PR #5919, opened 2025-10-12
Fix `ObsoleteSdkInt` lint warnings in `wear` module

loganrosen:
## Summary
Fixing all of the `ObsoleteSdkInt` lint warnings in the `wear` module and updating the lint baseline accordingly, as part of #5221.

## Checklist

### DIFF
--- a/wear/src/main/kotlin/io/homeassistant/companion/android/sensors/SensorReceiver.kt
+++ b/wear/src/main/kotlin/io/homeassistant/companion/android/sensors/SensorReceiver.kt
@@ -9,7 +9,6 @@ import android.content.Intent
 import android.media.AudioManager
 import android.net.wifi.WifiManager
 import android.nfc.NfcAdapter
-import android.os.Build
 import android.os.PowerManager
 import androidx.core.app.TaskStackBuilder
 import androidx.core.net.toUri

==========

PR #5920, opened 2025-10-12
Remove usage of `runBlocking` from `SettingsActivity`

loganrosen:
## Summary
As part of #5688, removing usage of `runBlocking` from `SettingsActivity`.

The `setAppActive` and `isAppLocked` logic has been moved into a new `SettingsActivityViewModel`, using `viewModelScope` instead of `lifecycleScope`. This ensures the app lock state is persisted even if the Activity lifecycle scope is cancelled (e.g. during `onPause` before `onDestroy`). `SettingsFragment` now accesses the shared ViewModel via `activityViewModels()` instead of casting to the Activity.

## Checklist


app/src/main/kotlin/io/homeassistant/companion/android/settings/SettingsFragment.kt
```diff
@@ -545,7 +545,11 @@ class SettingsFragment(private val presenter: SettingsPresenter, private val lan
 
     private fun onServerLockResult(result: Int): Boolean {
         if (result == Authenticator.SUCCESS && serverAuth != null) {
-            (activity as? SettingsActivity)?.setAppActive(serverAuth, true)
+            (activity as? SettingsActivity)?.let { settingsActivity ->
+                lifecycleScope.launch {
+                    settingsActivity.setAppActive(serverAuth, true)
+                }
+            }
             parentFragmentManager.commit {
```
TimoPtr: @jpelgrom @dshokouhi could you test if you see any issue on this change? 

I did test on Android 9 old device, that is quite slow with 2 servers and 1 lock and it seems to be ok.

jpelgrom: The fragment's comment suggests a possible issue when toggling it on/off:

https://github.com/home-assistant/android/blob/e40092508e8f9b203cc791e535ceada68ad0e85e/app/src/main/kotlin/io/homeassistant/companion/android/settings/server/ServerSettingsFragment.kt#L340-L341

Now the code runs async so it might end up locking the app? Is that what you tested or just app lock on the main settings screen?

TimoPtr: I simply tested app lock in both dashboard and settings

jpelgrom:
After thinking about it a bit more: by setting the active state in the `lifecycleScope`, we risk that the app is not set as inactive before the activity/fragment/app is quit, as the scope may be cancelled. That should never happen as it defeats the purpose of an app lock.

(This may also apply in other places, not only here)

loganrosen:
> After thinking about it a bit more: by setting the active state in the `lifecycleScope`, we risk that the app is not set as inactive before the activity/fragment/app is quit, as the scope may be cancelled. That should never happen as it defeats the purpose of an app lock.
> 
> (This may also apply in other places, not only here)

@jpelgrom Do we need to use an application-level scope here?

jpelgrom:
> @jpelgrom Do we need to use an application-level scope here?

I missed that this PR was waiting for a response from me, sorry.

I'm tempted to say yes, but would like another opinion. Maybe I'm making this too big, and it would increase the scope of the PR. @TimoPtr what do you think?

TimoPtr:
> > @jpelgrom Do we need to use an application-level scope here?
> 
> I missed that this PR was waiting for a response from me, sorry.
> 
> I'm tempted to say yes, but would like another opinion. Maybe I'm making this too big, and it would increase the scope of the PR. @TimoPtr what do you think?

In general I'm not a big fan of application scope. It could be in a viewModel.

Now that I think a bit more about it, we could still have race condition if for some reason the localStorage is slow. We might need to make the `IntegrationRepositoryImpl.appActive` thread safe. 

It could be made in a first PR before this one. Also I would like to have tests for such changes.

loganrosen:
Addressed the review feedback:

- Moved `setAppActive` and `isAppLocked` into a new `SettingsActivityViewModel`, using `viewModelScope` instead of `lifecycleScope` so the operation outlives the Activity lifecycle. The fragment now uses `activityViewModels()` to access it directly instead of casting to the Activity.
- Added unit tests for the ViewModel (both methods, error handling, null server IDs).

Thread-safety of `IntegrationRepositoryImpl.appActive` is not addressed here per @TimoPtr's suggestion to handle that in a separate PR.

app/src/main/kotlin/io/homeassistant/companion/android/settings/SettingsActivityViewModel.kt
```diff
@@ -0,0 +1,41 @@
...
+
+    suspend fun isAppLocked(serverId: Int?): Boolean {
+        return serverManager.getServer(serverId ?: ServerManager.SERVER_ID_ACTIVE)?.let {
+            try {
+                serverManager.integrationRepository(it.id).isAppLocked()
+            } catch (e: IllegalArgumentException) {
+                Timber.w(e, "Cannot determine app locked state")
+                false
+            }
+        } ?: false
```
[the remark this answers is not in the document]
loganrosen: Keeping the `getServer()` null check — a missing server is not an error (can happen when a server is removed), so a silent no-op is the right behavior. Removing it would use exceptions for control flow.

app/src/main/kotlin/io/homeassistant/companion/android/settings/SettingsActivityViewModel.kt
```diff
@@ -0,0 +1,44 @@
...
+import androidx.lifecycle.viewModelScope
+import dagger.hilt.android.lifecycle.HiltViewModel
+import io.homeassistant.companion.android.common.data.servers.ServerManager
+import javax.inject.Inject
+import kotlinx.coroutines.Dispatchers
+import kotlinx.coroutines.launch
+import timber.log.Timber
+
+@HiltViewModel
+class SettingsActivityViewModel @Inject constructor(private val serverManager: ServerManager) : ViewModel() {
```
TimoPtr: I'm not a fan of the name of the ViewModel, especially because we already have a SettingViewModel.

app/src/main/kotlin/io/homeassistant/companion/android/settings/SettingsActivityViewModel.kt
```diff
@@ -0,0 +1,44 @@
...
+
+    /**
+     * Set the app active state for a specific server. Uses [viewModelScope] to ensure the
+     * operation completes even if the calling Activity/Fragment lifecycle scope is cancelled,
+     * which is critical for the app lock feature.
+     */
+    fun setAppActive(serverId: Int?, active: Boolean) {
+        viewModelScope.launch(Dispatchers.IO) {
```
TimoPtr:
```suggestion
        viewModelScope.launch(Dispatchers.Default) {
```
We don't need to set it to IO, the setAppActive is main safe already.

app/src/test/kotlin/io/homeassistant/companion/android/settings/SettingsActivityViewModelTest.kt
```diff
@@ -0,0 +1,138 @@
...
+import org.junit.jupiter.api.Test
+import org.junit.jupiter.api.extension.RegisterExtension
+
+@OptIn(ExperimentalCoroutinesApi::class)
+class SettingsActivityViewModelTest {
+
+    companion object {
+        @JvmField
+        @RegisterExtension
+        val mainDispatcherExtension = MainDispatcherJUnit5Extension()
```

==========

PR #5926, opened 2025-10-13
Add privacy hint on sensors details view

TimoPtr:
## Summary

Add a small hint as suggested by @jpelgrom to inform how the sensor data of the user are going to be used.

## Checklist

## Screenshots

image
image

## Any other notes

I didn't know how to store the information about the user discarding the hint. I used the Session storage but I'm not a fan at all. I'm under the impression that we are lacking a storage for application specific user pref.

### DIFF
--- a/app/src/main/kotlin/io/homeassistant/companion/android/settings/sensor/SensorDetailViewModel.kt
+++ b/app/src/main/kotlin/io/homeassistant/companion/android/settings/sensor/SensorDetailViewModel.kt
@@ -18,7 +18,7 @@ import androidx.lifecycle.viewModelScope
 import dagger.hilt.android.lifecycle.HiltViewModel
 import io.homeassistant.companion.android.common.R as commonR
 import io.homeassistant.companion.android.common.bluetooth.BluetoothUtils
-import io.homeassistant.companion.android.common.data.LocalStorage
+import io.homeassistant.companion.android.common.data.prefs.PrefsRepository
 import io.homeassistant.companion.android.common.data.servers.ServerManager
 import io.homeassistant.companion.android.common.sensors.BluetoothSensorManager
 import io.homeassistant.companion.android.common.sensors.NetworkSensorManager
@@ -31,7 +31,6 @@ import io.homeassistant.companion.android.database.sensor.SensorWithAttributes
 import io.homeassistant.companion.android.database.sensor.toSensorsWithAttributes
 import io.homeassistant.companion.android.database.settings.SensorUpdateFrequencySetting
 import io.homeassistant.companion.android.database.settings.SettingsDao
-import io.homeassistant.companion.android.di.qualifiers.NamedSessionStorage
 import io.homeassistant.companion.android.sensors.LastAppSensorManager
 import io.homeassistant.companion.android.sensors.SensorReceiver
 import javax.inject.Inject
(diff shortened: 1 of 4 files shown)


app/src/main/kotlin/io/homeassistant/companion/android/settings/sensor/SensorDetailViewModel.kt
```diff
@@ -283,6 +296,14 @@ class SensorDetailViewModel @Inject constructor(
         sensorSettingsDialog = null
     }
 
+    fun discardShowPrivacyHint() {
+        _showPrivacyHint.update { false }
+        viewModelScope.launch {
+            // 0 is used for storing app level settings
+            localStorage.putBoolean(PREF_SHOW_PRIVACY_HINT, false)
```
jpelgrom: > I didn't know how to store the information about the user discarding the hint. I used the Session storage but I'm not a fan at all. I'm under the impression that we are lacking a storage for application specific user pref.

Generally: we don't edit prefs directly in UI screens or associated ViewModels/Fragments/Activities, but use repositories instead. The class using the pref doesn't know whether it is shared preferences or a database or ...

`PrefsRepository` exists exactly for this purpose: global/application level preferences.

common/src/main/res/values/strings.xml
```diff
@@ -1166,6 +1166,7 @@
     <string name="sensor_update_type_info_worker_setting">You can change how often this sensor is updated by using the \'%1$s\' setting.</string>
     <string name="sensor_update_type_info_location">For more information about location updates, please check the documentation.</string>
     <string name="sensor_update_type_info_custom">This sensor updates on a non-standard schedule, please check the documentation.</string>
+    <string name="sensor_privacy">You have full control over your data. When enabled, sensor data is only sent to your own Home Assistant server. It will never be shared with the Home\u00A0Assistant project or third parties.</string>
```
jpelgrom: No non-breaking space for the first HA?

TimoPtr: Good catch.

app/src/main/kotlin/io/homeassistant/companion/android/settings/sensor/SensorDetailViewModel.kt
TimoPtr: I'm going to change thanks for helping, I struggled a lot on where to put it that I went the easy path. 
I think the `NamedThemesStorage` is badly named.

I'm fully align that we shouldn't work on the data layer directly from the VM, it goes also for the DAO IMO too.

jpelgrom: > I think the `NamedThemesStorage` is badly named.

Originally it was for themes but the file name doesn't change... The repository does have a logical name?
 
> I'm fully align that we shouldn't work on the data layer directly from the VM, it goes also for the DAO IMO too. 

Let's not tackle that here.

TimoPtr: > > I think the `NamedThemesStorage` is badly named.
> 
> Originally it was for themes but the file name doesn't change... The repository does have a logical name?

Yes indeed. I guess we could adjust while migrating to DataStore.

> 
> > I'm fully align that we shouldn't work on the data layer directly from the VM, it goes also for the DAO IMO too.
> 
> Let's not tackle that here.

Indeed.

==========

TASK TO CARRY OUT: From the records above, pull out every line containing the word "Originally".

TASK RESPONSE:
Originally it was for themes but the file name doesn't change... The repository does have a logical name?
> Originally it was for themes but the file name doesn't change... The repository does have a logical name?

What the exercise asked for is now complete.